(Items from a data source)
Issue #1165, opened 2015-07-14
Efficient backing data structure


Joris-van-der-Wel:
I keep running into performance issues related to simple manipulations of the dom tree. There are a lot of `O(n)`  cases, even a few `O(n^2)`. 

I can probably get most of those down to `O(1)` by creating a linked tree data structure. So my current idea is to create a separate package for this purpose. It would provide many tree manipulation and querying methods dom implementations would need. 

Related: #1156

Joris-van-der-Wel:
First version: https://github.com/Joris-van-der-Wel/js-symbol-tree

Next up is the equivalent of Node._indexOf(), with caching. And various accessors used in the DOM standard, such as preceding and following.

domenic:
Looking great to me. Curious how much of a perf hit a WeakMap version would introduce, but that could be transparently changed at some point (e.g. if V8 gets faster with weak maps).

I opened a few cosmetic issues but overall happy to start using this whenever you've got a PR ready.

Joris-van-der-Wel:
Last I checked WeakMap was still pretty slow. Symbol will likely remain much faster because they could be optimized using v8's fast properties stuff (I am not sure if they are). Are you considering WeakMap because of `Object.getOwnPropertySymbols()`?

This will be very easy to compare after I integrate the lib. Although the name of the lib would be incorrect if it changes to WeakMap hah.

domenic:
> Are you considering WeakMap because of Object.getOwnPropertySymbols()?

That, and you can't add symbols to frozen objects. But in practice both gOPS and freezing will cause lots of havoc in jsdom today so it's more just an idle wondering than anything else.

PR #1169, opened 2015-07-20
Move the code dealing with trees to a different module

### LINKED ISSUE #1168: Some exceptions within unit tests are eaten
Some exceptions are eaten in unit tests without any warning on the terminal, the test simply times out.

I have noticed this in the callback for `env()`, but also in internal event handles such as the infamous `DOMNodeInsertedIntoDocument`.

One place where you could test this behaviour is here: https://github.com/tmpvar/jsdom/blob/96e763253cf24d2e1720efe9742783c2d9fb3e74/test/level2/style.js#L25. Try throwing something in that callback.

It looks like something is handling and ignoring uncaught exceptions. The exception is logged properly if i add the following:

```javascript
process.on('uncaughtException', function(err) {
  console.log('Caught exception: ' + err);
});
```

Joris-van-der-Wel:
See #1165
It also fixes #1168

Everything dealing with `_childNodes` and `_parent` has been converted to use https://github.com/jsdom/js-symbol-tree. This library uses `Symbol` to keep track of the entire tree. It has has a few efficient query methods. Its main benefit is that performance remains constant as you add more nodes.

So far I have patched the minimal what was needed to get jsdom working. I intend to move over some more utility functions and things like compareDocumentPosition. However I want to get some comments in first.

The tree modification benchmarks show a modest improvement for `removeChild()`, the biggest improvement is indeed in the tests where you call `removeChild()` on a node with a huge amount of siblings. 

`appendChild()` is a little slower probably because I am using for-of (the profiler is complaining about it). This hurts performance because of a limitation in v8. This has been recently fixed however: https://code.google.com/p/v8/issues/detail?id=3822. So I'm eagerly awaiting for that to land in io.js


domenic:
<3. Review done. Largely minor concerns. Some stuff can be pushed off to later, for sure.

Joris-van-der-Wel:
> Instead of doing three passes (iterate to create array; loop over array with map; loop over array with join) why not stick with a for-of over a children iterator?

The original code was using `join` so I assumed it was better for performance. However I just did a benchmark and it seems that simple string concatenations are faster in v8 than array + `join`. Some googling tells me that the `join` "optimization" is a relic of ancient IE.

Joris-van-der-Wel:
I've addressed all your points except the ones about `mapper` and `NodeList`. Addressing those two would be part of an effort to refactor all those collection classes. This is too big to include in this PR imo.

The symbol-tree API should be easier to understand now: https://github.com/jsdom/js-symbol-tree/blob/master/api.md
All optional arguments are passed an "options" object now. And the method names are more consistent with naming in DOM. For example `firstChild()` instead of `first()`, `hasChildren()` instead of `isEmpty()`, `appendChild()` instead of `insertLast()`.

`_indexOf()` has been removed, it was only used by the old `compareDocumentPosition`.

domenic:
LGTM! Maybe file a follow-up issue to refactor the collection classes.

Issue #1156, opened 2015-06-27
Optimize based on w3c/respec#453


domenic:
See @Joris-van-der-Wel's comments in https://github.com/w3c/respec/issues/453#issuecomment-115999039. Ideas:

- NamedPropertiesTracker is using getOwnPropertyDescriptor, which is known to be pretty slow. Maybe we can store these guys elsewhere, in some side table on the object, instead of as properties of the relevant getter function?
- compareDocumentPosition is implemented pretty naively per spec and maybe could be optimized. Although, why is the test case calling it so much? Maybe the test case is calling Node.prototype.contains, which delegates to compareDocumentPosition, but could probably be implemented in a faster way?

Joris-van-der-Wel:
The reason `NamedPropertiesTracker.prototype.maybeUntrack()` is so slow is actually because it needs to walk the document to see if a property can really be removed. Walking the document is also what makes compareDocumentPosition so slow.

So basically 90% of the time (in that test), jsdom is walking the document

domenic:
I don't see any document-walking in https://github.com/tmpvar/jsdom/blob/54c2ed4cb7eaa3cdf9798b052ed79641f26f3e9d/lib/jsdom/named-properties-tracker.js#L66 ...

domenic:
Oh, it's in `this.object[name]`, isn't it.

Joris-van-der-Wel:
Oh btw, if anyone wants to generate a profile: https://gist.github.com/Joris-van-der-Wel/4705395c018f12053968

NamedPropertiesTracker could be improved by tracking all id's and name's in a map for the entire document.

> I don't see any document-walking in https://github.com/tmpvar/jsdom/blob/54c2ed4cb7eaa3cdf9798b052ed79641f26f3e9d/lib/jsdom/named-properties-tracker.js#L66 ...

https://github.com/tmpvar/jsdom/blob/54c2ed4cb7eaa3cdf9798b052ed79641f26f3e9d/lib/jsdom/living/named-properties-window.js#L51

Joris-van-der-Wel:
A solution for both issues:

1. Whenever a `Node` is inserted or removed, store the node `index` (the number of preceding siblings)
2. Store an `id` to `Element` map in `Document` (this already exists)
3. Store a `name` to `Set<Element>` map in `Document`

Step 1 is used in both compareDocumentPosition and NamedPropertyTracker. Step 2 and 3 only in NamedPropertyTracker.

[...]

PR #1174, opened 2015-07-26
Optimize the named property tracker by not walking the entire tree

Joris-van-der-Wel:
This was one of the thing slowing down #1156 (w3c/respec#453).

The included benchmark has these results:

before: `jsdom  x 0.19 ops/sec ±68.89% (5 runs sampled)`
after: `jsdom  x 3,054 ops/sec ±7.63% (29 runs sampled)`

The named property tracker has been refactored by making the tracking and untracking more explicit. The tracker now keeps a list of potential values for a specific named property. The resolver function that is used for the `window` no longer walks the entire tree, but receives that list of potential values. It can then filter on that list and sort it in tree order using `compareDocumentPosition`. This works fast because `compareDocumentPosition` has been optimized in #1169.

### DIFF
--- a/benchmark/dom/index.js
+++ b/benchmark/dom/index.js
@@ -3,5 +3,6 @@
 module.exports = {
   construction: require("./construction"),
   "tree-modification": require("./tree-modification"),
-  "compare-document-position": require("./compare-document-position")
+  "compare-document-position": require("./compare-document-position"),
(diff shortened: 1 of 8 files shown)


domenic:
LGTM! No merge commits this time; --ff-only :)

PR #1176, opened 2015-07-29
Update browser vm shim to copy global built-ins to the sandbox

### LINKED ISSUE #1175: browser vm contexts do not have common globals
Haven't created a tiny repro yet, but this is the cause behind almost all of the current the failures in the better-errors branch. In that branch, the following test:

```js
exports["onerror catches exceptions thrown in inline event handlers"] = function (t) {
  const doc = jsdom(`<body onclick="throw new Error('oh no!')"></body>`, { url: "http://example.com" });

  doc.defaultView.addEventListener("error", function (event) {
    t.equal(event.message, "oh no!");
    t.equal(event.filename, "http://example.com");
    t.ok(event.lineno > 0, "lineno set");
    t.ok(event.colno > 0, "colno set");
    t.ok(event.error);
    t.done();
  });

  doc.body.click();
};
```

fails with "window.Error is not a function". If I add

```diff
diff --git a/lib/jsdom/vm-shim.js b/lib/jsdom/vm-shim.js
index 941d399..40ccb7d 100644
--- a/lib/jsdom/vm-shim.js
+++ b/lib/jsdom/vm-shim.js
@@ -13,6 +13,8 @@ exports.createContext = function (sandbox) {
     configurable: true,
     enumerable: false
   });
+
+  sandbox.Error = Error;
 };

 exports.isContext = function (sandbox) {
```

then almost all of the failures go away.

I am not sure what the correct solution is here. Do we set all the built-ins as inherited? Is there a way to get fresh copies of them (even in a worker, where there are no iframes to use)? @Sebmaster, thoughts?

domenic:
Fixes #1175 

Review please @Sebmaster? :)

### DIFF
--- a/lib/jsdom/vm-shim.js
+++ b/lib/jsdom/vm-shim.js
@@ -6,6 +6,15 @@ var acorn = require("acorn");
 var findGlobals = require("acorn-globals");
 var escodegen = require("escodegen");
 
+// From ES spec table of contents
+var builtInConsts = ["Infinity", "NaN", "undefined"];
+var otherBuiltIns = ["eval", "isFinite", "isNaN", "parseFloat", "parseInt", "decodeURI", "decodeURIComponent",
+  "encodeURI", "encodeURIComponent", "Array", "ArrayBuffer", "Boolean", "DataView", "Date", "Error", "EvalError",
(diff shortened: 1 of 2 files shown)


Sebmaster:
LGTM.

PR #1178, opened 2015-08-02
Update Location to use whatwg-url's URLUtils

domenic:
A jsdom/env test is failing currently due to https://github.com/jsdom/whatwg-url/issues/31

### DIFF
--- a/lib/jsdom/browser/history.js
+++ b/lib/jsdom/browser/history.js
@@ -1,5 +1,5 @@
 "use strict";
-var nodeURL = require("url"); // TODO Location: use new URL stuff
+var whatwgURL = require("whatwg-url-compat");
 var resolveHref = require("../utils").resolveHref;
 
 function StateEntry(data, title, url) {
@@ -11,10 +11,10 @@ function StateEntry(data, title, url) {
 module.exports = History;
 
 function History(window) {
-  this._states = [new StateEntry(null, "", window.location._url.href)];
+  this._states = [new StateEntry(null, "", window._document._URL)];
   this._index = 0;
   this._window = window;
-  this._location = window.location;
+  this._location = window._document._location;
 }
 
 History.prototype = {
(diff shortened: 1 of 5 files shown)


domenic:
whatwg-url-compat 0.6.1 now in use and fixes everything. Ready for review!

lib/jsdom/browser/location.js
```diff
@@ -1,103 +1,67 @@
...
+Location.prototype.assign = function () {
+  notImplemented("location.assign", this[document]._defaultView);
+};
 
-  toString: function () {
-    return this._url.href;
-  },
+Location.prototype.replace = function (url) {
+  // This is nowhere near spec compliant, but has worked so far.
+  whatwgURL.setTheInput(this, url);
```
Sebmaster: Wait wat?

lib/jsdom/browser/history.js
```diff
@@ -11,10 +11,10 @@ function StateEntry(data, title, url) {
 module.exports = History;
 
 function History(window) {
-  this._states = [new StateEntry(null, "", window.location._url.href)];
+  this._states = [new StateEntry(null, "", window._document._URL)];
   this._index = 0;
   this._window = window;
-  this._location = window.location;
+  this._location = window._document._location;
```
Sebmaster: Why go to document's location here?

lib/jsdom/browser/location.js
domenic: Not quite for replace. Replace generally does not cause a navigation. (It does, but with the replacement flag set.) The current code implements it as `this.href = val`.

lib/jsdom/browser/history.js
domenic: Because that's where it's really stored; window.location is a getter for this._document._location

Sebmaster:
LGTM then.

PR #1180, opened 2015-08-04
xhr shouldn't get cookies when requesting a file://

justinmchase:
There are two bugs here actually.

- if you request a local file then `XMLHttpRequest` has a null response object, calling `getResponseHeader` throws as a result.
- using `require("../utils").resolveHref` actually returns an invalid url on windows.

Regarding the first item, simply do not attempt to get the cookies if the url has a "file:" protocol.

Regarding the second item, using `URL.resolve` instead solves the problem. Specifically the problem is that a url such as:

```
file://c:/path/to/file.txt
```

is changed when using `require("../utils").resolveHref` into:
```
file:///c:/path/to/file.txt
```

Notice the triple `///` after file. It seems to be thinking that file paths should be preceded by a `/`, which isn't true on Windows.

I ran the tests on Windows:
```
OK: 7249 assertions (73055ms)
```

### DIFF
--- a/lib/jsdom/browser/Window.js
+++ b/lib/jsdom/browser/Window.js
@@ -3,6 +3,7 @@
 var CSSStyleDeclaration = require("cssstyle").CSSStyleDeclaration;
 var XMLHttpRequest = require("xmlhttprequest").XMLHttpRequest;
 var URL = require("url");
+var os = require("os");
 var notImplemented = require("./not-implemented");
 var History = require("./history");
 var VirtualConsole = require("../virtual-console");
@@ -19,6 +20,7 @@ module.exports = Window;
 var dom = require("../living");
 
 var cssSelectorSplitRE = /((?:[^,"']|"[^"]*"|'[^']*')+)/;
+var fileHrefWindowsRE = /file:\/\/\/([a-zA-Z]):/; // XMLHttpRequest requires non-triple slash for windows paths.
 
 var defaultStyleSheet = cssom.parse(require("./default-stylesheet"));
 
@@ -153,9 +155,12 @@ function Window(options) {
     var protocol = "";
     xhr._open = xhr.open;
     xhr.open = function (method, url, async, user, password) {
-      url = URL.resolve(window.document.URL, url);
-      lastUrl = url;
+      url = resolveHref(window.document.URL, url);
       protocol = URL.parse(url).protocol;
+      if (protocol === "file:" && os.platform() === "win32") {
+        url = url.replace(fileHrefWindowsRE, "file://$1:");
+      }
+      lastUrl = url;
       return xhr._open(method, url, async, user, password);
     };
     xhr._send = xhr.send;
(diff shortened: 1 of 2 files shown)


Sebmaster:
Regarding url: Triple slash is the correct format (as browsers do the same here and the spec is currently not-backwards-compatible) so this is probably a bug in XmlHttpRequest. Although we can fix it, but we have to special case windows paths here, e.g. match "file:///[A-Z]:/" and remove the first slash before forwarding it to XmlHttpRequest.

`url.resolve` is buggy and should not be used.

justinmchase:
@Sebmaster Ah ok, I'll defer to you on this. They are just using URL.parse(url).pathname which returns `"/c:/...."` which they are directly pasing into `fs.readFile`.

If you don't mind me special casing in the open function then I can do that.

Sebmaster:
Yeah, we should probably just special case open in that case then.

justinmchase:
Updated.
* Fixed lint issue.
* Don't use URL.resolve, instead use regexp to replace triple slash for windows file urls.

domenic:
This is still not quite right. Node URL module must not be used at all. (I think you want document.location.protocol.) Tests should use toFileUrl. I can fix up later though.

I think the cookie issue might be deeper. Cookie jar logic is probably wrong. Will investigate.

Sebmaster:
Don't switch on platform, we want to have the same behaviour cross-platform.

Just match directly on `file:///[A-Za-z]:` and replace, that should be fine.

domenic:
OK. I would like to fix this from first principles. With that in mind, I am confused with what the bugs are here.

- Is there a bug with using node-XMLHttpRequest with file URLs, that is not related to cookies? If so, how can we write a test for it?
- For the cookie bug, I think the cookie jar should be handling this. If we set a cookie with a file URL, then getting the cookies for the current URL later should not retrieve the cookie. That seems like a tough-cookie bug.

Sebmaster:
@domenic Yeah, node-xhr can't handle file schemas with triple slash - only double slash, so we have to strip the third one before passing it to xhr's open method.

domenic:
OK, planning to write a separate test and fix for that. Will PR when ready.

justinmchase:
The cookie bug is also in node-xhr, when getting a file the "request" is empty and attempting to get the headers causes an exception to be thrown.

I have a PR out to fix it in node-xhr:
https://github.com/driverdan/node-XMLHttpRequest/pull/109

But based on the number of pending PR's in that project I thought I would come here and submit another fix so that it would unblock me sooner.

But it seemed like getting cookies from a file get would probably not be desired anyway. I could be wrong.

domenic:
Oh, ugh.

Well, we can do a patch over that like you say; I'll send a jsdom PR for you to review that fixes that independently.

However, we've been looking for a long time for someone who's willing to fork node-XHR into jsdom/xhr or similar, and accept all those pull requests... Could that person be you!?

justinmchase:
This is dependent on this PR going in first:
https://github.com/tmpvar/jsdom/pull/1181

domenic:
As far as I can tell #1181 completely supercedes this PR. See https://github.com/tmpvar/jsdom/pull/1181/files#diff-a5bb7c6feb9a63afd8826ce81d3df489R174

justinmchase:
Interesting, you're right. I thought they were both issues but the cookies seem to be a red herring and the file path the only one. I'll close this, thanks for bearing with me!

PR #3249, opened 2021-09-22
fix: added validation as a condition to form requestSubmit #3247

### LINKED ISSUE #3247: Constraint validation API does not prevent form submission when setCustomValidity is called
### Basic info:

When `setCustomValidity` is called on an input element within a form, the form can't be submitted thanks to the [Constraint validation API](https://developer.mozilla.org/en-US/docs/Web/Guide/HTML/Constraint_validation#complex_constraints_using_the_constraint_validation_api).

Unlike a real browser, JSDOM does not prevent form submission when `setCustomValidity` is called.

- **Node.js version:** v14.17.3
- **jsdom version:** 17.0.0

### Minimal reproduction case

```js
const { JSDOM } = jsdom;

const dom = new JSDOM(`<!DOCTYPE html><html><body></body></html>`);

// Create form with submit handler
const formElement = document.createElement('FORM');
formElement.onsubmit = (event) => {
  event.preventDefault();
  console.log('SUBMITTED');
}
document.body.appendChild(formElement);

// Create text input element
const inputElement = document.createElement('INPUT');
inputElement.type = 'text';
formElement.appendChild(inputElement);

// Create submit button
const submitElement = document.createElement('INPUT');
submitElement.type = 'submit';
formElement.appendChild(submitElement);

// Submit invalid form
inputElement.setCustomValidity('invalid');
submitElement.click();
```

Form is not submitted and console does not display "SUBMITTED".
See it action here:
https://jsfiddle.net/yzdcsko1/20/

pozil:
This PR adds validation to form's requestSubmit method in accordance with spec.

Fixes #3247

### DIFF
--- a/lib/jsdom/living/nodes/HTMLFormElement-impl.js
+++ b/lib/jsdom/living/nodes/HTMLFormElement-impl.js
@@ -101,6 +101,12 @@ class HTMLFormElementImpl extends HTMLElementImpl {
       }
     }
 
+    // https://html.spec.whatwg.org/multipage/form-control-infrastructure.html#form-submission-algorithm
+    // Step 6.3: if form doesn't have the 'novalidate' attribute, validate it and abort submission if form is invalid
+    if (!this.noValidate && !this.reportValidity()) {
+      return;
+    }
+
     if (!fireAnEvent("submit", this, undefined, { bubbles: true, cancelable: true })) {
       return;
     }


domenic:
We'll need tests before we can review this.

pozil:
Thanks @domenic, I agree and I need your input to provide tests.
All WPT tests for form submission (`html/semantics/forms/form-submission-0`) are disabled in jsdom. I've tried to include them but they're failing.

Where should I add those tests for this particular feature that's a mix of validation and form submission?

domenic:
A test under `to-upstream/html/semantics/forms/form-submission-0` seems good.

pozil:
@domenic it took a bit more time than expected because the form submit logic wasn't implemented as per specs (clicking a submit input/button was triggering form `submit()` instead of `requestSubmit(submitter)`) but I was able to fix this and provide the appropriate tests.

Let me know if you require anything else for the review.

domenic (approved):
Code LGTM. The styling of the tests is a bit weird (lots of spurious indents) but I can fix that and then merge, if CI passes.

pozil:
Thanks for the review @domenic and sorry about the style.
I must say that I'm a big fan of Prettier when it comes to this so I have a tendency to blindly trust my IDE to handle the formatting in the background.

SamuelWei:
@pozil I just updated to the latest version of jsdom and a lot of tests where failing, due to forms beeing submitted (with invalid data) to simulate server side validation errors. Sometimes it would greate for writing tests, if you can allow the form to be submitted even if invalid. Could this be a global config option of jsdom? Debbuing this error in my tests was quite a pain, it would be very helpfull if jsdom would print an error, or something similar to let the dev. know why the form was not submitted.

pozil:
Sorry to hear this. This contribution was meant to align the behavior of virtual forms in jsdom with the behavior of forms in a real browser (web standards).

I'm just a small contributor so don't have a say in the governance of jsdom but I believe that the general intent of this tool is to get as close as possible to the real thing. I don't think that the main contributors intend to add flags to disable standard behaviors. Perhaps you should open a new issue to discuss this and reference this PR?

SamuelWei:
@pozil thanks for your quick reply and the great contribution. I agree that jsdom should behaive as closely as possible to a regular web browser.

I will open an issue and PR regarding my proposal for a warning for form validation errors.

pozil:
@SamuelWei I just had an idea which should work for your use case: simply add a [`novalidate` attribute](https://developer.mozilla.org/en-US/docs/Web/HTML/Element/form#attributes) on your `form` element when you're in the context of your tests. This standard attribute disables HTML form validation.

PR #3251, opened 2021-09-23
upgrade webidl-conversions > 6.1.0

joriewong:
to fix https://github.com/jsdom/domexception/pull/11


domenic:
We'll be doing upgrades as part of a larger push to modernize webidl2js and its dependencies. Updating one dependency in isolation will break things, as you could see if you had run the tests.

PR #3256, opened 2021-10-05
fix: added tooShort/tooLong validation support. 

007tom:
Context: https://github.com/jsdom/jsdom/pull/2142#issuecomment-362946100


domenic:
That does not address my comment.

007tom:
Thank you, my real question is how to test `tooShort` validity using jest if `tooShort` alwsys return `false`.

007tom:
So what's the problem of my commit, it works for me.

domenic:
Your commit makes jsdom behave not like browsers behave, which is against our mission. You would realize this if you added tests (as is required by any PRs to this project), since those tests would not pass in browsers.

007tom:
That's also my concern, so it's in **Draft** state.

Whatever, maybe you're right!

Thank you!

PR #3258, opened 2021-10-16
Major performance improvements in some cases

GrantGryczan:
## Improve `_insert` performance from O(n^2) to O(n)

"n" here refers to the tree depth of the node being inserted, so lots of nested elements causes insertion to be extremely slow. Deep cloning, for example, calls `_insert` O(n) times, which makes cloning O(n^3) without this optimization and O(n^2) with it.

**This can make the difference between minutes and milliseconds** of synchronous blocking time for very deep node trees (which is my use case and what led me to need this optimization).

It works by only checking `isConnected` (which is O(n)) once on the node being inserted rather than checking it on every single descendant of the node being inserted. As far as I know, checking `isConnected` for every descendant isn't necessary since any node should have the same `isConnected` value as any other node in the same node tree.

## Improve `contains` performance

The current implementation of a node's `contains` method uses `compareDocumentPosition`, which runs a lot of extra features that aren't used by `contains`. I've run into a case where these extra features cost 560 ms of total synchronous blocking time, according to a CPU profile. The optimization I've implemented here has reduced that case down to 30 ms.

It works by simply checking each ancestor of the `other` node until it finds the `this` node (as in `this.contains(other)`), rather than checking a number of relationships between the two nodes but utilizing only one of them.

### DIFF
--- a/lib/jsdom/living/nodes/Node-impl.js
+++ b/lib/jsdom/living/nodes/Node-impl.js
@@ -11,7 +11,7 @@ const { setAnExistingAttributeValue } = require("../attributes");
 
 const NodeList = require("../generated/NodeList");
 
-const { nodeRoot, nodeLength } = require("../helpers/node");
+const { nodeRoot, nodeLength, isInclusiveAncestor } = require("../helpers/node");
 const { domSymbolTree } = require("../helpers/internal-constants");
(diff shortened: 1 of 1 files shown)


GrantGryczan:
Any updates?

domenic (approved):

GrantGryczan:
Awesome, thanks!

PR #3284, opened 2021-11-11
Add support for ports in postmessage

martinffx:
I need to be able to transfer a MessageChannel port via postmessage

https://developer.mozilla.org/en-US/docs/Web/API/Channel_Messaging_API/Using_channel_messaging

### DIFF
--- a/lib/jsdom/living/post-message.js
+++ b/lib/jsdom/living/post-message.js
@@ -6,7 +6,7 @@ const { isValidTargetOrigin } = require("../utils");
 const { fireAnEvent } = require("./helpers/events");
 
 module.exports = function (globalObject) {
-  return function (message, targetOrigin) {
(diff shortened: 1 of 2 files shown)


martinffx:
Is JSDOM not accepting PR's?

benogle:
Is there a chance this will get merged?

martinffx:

• _Assignment_: Find and copy every line in the entries above where the string "considering" occurs.

• _Task output_:
Last I checked WeakMap was still pretty slow. Symbol will likely remain much faster because they could be optimized using v8's fast properties stuff (I am not sure if they are). Are you considering WeakMap because of `Object.getOwnPropertySymbols()`?
> Are you considering WeakMap because of Object.getOwnPropertySymbols()?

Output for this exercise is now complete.